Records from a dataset
————

PR #938, opened 2018-01-11
feat(#934): introduces template dsl for openshift assistant.

### LINKED ISSUE #934: Create Template DSL for OpenShiftAssistant
##### Issue Overview

Create Template DSL for `OpenShiftAssistant` so you can apply templates programmatically.

This DSL might look like: 

`openshiftAssistant.usingTemplate("path/to/template").parameter("param1", "value1").parameter("param2", "value2").deploy()`

##### Expected Behaviour

Deploy templates programmatically.

hemanik:
Creates Template DSL for OpenShiftAssistant so you can apply templates programmatically.

This DSL looks like:

`openshiftAssistant.usingTemplate("url/to/template").parameter("param1", "value1").parameter("param2", "value2").deploy()`

- Template DSL for OpenShift Assistant.
- ftest to showcase template DSL for OpenShift Assistant.

Fixes #934

### DIFF
--- a/openshift/ftest-openshift-assistant-template/pom.xml
+++ b/openshift/ftest-openshift-assistant-template/pom.xml
@@ -39,5 +39,17 @@
     </dependency>
   </dependencies>
 
+  <build>
+    <plugins>
+      <!-- This artifact shouldn't be deployed to maven repository -->
+      <plugin>
+        <groupId>org.apache.maven.plugins</groupId>
+        <artifactId>maven-deploy-plugin</artifactId>
+        <configuration>
+          <skip>true</skip>
+        </configuration>
+      </plugin>
+    </plugins>
+  </build>
 
 </project>
--- a/openshift/ftest-openshift-assistant-template/pom.xml
+++ b/openshift/ftest-openshift-assistant-template/pom.xml
@@ -5,7 +5,7 @@
   <parent>
     <artifactId>arquillian-cube-openshift-parent</artifactId>
     <groupId>org.arquillian.cube</groupId>
-    <version>1.12.1-SNAPSHOT</version>
+    <version>1.13.1-SNAPSHOT</version>
   </parent>
   <modelVersion>4.0.0</modelVersion>
 
--- a/openshift/ftest-openshift-assistant-template/pom.xml
+++ b/openshift/ftest-openshift-assistant-template/pom.xml
@@ -1,0 +1,43 @@
+<?xml version="1.0" encoding="UTF-8"?>
+<project xmlns="http://maven.apache.org/POM/4.0.0"
+         xmlns:xsi="http://www.w3.org/2001/XMLSchema-instance"
+         xsi:schemaLocation="http://maven.apache.org/POM/4.0.0 http://maven.apache.org/xsd/maven-4.0.0.xsd">
+  <parent>
+    <artifactId>arquillian-cube-openshift-parent</artifactId>
+    <groupId>org.arquillian.cube</groupId>
+    <version>1.12.1-SNAPSHOT</version>
+  </parent>
+  <modelVersion>4.0.0</modelVersion>
+
+  <artifactId>arquillian-cube-openshift-assistant-template-ftest</artifactId>
+
+  <properties>
+    <maven.compiler.target>1.8</maven.compiler.target>
+    <maven.compiler.source>1.8</maven.compiler.source>
+  </properties>
+
+  <dependencies>
+    <dependency>
+      <groupId>org.arquillian.cube</groupId>
+      <artifactId>arquillian-cube-requirement</artifactId>
+      <scope>test</scope>
+    </dependency>
+    <dependency>
+      <groupId>org.arquillian.cube</groupId>
+      <artifactId>arquillian-cube-openshift</artifactId>
+      <scope>test</scope>
+    </dependency>
+    <dependency>
+      <groupId>org.jboss.arquillian.junit</groupId>
+      <artifactId>arquillian-junit-standalone</artifactId>
+      <scope>test</scope>
+    </dependency>
+    <dependency>
+      <groupId>org.assertj</groupId>
+      <artifactId>assertj-core</artifactId>
+      <scope>test</scope>
+    </dependency>
+  </dependencies>
+
+
+</project>
--- a/openshift/ftest-openshift-assistant-template/src/test/java/org/arquillian/cube/openshift/standalone/HelloOpenShiftAssistantTemplateTest.java
+++ b/openshift/ftest-openshift-assistant-template/src/test/java/org/arquillian/cube/openshift/standalone/HelloOpenShiftAssistantTemplateTest.java
@@ -32,7 +32,7 @@ public class HelloOpenShiftAssistantTemplateTest {
     public void should_apply_template_programmatically() throws IOException {
 
         openShiftAssistant
-                .usingTemplate(String.valueOf(getClass().getClassLoader().getResource("hello-template.yaml")))
+                .usingTemplate(getClass().getClassLoader().getResource("hello-template.yaml"))
                 .parameter("RESPONSE", "Hello from Arquillian Template")
             .deploy();
 
--- a/openshift/ftest-openshift-assistant-template/src/test/java/org/arquillian/cube/openshift/standalone/HelloOpenShiftAssistantTemplateTest.java
+++ b/openshift/ftest-openshift-assistant-template/src/test/java/org/arquillian/cube/openshift/standalone/HelloOpenShiftAssistantTemplateTest.java
@@ -1,0 +1,51 @@
+package org.arquillian.cube.openshift.standalone;
+
+import okhttp3.OkHttpClient;
+import okhttp3.Request;
+import okhttp3.Response;
+import org.arquillian.cube.openshift.impl.client.OpenShiftAssistant;
+import org.arquillian.cube.openshift.impl.requirement.RequiresOpenshift;
+import org.arquillian.cube.requirement.ArquillianConditionalRunner;
+import org.jboss.arquillian.test.api.ArquillianResource;
+import org.junit.Test;
+import org.junit.runner.RunWith;
+
+import java.io.IOException;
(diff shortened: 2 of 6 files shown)


openshift/ftest-openshift-assistant-template/src/test/java/org/arquillian/cube/openshift/standalone/HelloOpenShiftAssistantTemplateTest.java
```diff
@@ -0,0 +1,51 @@
...
+    @Test
+    public void should_inject_openshift_assistant() {
+        assertThat(openShiftAssistant).isNotNull();
+    }
+
+    @Test
+    public void should_apply_template_programmatically() throws IOException {
+
+        openShiftAssistant
+                .usingTemplate("https://gist.githubusercontent.com/lordofthejars/8781cacd4000a516695ad6c55b5815b3/raw/5151aeef0f5dd8823e2c581c3b7452f04a76af59/hello-template.yaml")
```
bartoszmajsak: This way we won't be able to test it when GH is down (which was the case few minutes ago). Does it matter we want it from some remote location?

openshift/ftest-openshift-assistant-template/pom.xml
```diff
@@ -0,0 +1,43 @@
...
+         xmlns:xsi="http://www.w3.org/2001/XMLSchema-instance"
+         xsi:schemaLocation="http://maven.apache.org/POM/4.0.0 http://maven.apache.org/xsd/maven-4.0.0.xsd">
+  <parent>
+    <artifactId>arquillian-cube-openshift-parent</artifactId>
+    <groupId>org.arquillian.cube</groupId>
+    <version>1.12.1-SNAPSHOT</version>
+  </parent>
+  <modelVersion>4.0.0</modelVersion>
+
+  <artifactId>arquillian-cube-openshift-assistant-template-ftest</artifactId>
```
bartoszmajsak: Makes we wonder if we really need a new module for that. Shouldn't we just add it to `ftest-openshift-assistant`? WDYT @lordofthejars

bartoszmajsak: Also, if we keep it this way we shouldn't release it to maven central - there is probably no point for anyone to consume `ftest` jars.

hemanik: > Shouldn't we just add it to ftest-openshift-assistant? 

I tried this initially, but that module already contains an openshift.json file, which is read by default from the classpath, though it gets overridden by the template we apply. But the output is kind of confusing, it first logs something like, `Reading from template file, no external resources found` etc., which I found quite misleading at the start.  

@bartoszmajsak, @lordofthejars - would like to know the best and most optimized way of handling this.

lordofthejars: Yes Hemani, you are right, leave it as a separate ftest. Basically the `openshift-assistant` ftest is testing that the default cube parameters also work with `OpenShiftAssistant` so yeah.

Regarding ftest modules, I think that for now there are some of them that are released to Maven central, so let's fix this problem as well

openshift/openshift/src/main/java/org/arquillian/cube/openshift/impl/client/OpenShiftAssistant.java
```diff
@@ -30,6 +36,10 @@
 
     private OpenShiftAssistantDefaultResourcesLocator openShiftAssistantDefaultResourcesLocator;
 
+    private List<ParameterValue> pvs = new ArrayList<>();
```
lordofthejars: Can you rename to `parameterValueList`? Because here it is clear but then when I read the code I need to think what it means `pvs` )

openshift/openshift/src/main/java/org/arquillian/cube/openshift/impl/client/OpenShiftAssistant.java
```diff
@@ -160,4 +170,37 @@ public DeploymentConfig deploymentConfig() {
             .withName(this.applicationName)
             .get();
     }
+
+    public OpenShiftAssistant usingTemplate(String templateURL) {
+        this.templateURL = templateURL;
+        return this;
+    }
+
+    public OpenShiftAssistant parameter(String param, String value) {
```
lordofthejars: Question? What's happen if user sets same parameter twice? Yes I know that both are inserted in the list, is this something ok, or we should replace the previous parameter with the new one like happens with HashMap?

@bartoszmajsak

openshift/ftest-openshift-assistant-template/pom.xml
bartoszmajsak: Can't we use another filename though for this test?

openshift/openshift/src/main/java/org/arquillian/cube/openshift/impl/client/OpenShiftAssistant.java
```diff
@@ -160,4 +170,37 @@ public DeploymentConfig deploymentConfig() {
             .withName(this.applicationName)
             .get();
     }
+
+    public OpenShiftAssistant usingTemplate(String templateURL) {
```
lordofthejars: Instead of returning `OpenShiftAssistant` I would return a class called `OpenShiftAssistantTemplate` which receives as constructor the `client`, then this class would contain the method to add parameters and the `deploy` method.

In this way you are avoiding that someone mistakenly calls `deploy` method without setting any template.

openshift/openshift/src/main/java/org/arquillian/cube/openshift/impl/client/OpenShiftAssistant.java
bartoszmajsak: Behavior-wise it's the same I guess? Last one wins. However I would use a map and only convert to `ParameterValue`s when really used.

openshift/openshift/src/main/java/org/arquillian/cube/openshift/impl/client/OpenShiftAssistant.java
bartoszmajsak: why `List`? `parameterValues` won't work?

openshift/ftest-openshift-assistant-template/pom.xml
hemanik: This still doesn't help, because classpath is searched for configuration file first. And the output is as follows:

``` 
Applying kubernetes configuration from: file:/home/hemani/trello/arquillian-cube/openshift/ftest-openshift-assistant/target/test-classes/hello-openshift.json
Processing template. No parameters file has been specified, processing without external parameters!
```

bartoszmajsak: @lordofthejars Is this a bug then?

lordofthejars: No it is not a bug, by default arquillian "kube" loads some defaults- And this is what I wanted to test in that ftest, that defaults are loaded independently of openshiftassistant.

openshift/ftest-openshift-assistant-template/pom.xml
```diff
@@ -0,0 +1,43 @@
...
+      <artifactId>arquillian-junit-standalone</artifactId>
+      <scope>test</scope>
+    </dependency>
+    <dependency>
+      <groupId>org.assertj</groupId>
+      <artifactId>assertj-core</artifactId>
+      <scope>test</scope>
+    </dependency>
+  </dependencies>
+
```
bartoszmajsak: Can we skip this artifact from being released like we do with some of the other modules? https://github.com/arquillian/arquillian-cube/blob/master/openshift/ftest-openshift-graphene/pom.xml#L73-L83

@lordofthejars if you agree to clean it up for all the other ftest modules let's create an issue for it too

lordofthejars: https://github.com/arquillian/arquillian-cube/issues/951

openshift/openshift/src/main/java/org/arquillian/cube/openshift/impl/client/OpenShiftAssistant.java
```diff
@@ -160,4 +160,15 @@ public DeploymentConfig deploymentConfig() {
...
             .get();
     }
+
+    /**
+     * Gets template URL used for deploying application.
+     *
+     * @param templateURL path to the template
+     * @return OpenShiftAssistantTemplate object.
+     */
+    public OpenShiftAssistantTemplate usingTemplate(String templateURL) {
```
bartoszmajsak: How about having a method which accepts `URL` next to String too?

openshift/openshift/src/main/java/org/arquillian/cube/openshift/impl/client/OpenShiftAssistantTemplate.java
```diff
@@ -0,0 +1,72 @@
...
+import java.util.ArrayList;
+import java.util.HashMap;
+import java.util.List;
+import java.util.stream.Collectors;
+
+public class OpenShiftAssistantTemplate {
+
+    private final KubernetesClient client;
+
+    private String templateURL;
```
bartoszmajsak: If we call it `templateURL` why is it of a `String` type?

openshift/openshift/src/main/java/org/arquillian/cube/openshift/impl/client/OpenShiftAssistantTemplate.java
```diff
@@ -0,0 +1,72 @@
...
+import java.io.InputStream;
+import java.net.URL;
+import java.util.ArrayList;
+import java.util.HashMap;
+import java.util.List;
+import java.util.stream.Collectors;
+
+public class OpenShiftAssistantTemplate {
+
+    private final KubernetesClient client;
```
lordofthejars: Can we change this to `OpenShiftClient`, in `OpenShiftAssistant` it uses the openshift client so you can pass it directly and you save later (line 54) the `adapt` call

————

TASK PROMPT: "think" is the word to look for; copy every line of the data that has it.

REPLY TO THE EXERCISE:
Regarding ftest modules, I think that for now there are some of them that are released to Maven central, so let's fix this problem as well
lordofthejars: Can you rename to `parameterValueList`? Because here it is clear but then when I read the code I need to think what it means `pvs` )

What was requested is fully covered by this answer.